● **WHAT THE TASK ASKS**
Where the records hold the string "colors", show the whole line it sits on.

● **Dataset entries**
++++++++
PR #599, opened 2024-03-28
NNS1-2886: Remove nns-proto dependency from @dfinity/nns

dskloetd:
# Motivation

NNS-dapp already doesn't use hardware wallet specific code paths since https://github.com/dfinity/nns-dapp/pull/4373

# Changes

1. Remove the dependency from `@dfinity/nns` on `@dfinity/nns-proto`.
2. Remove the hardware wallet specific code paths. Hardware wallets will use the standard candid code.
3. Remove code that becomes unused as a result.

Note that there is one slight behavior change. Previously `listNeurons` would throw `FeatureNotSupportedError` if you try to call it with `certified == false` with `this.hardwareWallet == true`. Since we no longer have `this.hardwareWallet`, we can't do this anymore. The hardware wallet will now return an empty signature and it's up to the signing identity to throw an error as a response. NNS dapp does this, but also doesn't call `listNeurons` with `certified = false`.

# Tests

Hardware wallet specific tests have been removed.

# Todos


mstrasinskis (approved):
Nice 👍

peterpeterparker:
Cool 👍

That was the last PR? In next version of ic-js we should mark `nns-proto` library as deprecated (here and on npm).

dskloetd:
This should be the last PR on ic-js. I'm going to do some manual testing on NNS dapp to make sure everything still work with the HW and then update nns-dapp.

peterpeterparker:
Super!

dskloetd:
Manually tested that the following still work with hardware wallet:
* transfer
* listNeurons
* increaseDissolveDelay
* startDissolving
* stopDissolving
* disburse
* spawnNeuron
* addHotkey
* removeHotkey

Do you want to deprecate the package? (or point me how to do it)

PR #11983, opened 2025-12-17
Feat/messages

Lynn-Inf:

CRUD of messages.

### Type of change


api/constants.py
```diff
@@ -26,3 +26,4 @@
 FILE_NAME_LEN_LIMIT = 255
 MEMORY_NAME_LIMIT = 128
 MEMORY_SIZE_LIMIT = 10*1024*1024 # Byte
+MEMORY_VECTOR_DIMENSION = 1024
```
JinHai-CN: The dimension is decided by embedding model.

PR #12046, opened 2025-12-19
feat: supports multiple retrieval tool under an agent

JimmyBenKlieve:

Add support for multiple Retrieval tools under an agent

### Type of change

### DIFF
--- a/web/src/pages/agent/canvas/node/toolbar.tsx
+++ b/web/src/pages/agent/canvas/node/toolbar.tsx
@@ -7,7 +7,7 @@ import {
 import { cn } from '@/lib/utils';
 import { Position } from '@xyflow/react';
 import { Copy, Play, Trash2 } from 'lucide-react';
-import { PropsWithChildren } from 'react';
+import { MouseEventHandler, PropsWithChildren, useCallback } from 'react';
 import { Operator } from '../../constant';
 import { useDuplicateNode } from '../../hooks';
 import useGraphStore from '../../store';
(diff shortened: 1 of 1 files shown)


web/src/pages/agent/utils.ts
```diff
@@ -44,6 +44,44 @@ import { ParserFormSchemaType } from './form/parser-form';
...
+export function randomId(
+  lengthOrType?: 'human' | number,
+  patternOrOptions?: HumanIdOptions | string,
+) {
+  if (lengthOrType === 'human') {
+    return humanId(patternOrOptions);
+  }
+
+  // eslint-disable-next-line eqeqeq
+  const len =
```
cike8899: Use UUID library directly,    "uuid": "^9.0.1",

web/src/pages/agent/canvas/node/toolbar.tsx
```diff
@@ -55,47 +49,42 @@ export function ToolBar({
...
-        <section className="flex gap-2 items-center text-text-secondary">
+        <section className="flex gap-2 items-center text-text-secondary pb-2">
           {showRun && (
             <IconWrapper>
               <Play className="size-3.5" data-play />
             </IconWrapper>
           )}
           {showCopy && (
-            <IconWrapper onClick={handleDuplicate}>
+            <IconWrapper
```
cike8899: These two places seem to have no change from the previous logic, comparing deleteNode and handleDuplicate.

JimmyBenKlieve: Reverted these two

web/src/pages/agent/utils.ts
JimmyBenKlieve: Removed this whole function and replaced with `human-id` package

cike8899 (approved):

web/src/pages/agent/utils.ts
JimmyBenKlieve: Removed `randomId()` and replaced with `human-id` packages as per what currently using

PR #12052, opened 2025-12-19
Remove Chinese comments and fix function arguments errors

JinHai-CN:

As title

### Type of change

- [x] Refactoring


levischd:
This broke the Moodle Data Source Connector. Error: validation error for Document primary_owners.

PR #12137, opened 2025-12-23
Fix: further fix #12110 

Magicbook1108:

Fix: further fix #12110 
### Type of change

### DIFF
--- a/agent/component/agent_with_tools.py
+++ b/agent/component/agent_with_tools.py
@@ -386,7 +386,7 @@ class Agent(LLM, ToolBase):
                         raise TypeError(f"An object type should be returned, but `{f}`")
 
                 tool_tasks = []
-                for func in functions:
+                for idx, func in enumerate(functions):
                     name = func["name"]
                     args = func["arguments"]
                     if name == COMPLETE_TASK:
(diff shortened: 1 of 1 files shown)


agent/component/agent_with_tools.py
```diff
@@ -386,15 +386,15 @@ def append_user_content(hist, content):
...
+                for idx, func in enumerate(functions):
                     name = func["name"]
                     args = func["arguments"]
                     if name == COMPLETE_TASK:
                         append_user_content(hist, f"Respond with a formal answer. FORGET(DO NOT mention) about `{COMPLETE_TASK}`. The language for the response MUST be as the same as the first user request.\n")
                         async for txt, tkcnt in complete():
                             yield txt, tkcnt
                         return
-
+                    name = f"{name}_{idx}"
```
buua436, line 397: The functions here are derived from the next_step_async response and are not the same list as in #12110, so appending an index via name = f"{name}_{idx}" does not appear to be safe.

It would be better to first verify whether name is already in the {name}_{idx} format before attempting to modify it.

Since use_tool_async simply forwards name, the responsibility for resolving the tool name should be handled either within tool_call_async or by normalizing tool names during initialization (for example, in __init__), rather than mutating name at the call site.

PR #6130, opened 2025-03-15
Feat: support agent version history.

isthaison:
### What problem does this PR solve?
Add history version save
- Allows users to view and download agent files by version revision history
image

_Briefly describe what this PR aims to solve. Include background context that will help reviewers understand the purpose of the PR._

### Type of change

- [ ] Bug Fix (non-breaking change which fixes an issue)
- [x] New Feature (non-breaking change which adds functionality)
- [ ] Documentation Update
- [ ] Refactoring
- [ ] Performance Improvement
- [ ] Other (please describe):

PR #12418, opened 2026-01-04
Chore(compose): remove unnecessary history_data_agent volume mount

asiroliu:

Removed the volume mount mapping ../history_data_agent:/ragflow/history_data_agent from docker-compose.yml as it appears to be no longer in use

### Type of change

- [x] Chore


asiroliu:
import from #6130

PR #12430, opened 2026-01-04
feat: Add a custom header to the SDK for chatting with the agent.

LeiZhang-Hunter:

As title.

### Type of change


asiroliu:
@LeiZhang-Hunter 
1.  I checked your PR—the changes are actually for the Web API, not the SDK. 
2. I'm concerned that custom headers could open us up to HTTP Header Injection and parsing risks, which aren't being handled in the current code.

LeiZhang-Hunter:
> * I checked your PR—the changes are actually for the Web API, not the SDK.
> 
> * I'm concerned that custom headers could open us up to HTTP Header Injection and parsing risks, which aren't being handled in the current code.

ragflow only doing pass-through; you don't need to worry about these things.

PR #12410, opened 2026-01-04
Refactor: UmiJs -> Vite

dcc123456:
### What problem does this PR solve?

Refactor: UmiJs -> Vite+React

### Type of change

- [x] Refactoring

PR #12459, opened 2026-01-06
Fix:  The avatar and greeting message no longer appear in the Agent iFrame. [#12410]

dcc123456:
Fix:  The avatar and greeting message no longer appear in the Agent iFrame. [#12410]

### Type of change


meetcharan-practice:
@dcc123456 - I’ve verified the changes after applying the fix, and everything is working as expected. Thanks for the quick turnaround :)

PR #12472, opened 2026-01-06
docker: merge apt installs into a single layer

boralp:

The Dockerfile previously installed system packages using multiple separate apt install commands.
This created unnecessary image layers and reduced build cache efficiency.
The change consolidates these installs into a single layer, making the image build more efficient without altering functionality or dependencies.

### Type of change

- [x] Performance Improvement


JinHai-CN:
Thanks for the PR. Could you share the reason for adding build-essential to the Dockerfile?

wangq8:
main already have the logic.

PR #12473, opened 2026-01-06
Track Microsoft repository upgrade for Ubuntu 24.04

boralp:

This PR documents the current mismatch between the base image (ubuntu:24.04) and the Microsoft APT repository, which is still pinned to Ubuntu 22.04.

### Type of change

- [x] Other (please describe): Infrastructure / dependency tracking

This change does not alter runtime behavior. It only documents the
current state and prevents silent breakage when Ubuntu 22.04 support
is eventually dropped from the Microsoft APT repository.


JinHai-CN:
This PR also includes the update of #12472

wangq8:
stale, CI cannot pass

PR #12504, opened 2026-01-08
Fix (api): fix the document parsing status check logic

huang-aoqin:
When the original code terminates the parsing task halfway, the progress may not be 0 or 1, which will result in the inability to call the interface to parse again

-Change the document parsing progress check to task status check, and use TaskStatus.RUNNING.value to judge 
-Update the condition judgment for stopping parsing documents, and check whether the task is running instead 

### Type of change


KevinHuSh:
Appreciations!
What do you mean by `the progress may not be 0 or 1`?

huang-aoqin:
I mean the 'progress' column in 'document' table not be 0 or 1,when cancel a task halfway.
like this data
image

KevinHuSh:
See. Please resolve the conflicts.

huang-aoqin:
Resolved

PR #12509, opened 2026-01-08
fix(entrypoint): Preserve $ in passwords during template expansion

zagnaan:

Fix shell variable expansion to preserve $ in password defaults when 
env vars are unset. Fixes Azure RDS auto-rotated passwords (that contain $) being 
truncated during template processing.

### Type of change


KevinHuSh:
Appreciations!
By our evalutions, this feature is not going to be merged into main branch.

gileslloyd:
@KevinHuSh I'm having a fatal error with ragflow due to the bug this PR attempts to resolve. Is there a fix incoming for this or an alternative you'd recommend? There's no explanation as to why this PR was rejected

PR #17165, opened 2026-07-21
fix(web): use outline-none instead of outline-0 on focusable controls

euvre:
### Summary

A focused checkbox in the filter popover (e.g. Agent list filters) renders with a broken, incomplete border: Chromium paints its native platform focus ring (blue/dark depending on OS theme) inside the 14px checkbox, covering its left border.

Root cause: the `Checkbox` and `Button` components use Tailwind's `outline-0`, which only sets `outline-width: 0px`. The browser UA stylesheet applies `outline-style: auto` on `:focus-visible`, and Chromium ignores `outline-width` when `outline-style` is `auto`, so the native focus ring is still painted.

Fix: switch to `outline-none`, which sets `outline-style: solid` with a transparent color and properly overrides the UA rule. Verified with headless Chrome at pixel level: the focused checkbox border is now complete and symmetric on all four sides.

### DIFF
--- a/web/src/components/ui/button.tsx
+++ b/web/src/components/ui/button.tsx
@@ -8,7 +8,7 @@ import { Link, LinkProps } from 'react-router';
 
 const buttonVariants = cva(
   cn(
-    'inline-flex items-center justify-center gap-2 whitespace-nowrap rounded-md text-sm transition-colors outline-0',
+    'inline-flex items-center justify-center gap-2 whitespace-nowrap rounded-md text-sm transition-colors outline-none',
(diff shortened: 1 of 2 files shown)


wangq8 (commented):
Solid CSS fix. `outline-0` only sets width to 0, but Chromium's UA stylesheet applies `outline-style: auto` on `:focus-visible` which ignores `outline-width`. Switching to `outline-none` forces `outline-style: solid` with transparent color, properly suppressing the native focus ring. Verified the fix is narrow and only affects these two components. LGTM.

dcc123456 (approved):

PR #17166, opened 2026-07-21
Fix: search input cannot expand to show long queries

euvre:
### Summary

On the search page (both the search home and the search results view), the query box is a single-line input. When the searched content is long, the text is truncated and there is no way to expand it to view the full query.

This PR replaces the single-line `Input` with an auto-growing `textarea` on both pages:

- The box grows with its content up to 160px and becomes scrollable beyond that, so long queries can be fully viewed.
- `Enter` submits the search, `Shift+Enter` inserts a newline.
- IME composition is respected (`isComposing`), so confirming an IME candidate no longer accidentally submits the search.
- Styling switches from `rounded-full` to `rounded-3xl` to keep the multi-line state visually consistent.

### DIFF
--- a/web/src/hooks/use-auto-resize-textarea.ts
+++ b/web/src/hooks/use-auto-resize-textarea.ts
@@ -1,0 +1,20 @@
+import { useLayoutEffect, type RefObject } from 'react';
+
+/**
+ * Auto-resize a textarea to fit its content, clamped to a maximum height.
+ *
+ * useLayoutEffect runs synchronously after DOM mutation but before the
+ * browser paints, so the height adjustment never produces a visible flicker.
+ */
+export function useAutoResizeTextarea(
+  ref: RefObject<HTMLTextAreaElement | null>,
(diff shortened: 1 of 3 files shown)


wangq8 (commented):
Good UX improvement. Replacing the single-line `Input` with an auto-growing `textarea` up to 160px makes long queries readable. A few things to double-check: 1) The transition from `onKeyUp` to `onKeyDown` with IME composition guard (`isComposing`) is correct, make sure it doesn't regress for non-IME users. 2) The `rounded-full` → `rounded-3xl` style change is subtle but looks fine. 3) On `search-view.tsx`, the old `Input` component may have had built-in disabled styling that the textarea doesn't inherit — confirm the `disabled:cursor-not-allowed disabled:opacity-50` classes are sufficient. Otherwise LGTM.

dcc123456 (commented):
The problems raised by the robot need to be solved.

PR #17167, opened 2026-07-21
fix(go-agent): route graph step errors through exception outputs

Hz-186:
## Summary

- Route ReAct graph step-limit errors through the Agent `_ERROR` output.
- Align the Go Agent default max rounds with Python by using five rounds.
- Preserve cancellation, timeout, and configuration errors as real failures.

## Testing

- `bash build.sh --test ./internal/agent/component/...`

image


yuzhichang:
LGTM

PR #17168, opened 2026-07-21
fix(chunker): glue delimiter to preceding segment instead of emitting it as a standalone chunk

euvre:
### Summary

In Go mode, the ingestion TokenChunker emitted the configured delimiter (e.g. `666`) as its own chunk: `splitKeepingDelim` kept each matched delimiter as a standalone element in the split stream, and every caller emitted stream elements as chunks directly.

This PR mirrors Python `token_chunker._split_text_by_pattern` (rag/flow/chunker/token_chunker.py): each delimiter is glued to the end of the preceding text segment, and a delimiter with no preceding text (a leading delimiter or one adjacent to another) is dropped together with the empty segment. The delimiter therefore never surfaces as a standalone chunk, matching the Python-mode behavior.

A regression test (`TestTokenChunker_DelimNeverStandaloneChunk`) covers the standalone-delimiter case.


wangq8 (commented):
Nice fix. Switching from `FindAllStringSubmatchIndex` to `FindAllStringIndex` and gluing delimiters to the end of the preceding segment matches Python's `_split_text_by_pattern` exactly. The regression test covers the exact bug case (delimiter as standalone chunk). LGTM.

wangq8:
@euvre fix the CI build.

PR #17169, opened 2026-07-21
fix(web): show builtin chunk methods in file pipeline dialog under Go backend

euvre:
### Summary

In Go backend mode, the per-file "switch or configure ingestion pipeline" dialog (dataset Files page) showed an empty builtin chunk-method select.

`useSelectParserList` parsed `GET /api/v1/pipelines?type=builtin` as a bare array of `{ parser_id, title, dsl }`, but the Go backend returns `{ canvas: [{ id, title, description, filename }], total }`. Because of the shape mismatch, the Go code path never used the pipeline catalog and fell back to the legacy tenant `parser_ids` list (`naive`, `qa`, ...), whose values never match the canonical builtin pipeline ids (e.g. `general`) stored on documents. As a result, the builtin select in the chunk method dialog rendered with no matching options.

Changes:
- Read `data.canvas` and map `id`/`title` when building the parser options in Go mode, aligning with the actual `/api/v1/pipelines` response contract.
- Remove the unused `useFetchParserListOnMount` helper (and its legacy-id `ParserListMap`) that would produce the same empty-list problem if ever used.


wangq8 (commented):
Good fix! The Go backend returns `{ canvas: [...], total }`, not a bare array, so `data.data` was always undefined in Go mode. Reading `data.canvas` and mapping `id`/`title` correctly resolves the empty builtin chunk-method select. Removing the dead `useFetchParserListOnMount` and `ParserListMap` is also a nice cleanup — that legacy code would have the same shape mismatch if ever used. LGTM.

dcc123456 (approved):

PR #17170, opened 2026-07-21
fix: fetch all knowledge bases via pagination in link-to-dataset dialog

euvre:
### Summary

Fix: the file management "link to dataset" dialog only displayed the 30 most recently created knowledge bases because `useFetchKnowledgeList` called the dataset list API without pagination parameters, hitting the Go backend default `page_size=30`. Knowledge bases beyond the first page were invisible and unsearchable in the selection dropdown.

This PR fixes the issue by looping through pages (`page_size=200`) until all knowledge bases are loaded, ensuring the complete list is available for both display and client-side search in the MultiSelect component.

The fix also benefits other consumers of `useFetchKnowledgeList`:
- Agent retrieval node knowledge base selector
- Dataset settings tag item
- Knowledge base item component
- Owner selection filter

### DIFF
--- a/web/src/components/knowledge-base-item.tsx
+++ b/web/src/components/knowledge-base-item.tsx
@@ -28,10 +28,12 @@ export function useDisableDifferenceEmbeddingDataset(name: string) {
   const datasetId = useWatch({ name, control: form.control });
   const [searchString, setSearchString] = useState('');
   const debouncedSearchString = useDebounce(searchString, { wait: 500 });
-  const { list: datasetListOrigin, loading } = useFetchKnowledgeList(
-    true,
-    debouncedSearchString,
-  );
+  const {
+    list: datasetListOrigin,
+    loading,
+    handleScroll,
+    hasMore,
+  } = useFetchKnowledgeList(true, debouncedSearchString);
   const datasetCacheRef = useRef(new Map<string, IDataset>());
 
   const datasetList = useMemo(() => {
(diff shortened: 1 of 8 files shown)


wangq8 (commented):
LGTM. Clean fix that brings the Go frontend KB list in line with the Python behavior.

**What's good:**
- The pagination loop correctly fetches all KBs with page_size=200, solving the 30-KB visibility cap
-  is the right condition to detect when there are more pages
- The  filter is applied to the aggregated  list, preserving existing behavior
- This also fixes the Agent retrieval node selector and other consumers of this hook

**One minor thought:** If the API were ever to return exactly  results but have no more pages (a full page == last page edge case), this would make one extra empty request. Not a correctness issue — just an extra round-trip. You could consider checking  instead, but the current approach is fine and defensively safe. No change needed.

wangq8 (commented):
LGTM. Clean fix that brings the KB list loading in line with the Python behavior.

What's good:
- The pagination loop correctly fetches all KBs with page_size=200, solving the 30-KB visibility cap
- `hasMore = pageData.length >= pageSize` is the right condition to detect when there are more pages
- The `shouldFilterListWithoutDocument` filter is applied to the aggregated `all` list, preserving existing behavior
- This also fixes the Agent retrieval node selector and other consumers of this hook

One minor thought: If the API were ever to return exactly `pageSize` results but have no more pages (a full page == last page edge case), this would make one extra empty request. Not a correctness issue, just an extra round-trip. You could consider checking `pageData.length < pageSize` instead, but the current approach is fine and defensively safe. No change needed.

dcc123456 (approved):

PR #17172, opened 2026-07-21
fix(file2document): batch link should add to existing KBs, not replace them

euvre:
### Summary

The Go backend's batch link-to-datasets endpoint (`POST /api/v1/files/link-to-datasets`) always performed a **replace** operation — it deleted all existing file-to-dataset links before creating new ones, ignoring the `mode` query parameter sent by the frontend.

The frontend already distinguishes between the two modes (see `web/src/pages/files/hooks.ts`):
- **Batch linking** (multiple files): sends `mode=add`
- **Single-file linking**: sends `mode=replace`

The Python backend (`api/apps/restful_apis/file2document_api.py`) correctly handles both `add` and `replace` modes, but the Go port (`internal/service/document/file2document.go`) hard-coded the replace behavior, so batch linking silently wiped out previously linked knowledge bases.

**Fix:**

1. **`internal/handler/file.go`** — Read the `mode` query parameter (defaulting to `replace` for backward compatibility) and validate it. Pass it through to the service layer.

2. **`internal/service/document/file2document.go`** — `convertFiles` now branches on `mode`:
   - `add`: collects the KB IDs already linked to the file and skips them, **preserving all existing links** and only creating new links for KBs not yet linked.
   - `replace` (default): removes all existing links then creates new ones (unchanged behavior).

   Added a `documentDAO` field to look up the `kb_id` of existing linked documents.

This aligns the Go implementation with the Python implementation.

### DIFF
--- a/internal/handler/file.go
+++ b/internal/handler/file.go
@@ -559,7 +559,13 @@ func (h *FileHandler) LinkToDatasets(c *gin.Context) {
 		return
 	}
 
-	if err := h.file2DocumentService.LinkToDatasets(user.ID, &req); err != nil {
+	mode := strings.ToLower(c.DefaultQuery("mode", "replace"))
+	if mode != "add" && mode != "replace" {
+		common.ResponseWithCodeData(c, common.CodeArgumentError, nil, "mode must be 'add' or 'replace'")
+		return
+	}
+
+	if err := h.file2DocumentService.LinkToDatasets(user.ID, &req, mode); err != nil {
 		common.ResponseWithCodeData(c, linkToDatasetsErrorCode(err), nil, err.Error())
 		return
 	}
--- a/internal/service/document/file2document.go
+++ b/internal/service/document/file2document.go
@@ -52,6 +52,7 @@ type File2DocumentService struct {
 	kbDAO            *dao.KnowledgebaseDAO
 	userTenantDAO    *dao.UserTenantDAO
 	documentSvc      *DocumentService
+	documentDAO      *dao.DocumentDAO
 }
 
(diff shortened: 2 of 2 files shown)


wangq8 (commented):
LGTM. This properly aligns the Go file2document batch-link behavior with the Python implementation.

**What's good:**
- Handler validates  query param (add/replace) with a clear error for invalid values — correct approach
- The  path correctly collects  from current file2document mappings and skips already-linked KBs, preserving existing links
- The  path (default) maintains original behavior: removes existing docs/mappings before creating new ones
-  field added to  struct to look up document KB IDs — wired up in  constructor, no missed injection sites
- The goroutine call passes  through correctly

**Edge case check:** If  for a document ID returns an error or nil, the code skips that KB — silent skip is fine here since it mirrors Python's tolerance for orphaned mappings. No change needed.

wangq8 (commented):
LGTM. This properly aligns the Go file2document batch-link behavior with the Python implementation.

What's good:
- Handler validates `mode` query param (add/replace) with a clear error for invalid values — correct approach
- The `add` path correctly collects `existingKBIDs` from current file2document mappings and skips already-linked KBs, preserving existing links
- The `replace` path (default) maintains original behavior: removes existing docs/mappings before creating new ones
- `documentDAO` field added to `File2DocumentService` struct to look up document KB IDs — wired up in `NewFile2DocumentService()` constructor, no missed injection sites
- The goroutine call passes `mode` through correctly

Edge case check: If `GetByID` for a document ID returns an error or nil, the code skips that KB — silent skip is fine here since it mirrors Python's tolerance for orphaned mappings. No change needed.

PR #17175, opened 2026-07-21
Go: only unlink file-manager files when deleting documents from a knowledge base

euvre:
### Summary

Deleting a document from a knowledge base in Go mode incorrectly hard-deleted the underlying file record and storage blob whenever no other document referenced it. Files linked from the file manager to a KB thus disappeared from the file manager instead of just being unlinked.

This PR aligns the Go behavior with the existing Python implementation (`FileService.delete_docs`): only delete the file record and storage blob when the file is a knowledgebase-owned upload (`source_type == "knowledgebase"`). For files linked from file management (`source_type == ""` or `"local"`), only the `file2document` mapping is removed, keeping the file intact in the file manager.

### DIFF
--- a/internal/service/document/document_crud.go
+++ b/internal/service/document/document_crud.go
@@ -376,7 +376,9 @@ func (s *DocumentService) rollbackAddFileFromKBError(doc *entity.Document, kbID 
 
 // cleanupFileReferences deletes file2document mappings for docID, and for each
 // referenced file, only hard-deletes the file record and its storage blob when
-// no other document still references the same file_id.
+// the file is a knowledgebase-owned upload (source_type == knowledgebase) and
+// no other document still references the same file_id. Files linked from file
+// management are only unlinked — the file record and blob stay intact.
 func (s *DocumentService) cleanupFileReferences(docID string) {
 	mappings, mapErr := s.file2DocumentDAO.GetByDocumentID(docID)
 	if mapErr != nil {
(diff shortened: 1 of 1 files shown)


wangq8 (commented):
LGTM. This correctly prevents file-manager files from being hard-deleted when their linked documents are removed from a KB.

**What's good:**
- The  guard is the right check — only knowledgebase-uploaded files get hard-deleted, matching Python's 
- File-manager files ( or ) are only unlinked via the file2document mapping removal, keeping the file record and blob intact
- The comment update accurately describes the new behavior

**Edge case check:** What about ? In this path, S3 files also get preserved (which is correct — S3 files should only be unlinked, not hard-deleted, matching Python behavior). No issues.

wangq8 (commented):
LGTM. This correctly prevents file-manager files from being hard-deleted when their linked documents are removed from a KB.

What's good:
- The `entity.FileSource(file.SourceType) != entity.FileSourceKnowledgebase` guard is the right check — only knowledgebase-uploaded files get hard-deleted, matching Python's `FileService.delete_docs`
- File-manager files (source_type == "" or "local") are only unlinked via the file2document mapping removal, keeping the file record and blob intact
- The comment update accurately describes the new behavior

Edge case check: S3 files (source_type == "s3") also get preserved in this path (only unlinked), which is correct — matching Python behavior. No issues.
++++++++
● **RESPONSE BOX**
-    'inline-flex items-center justify-center gap-2 whitespace-nowrap rounded-md text-sm transition-colors outline-0',
+    'inline-flex items-center justify-center gap-2 whitespace-nowrap rounded-md text-sm transition-colors outline-none',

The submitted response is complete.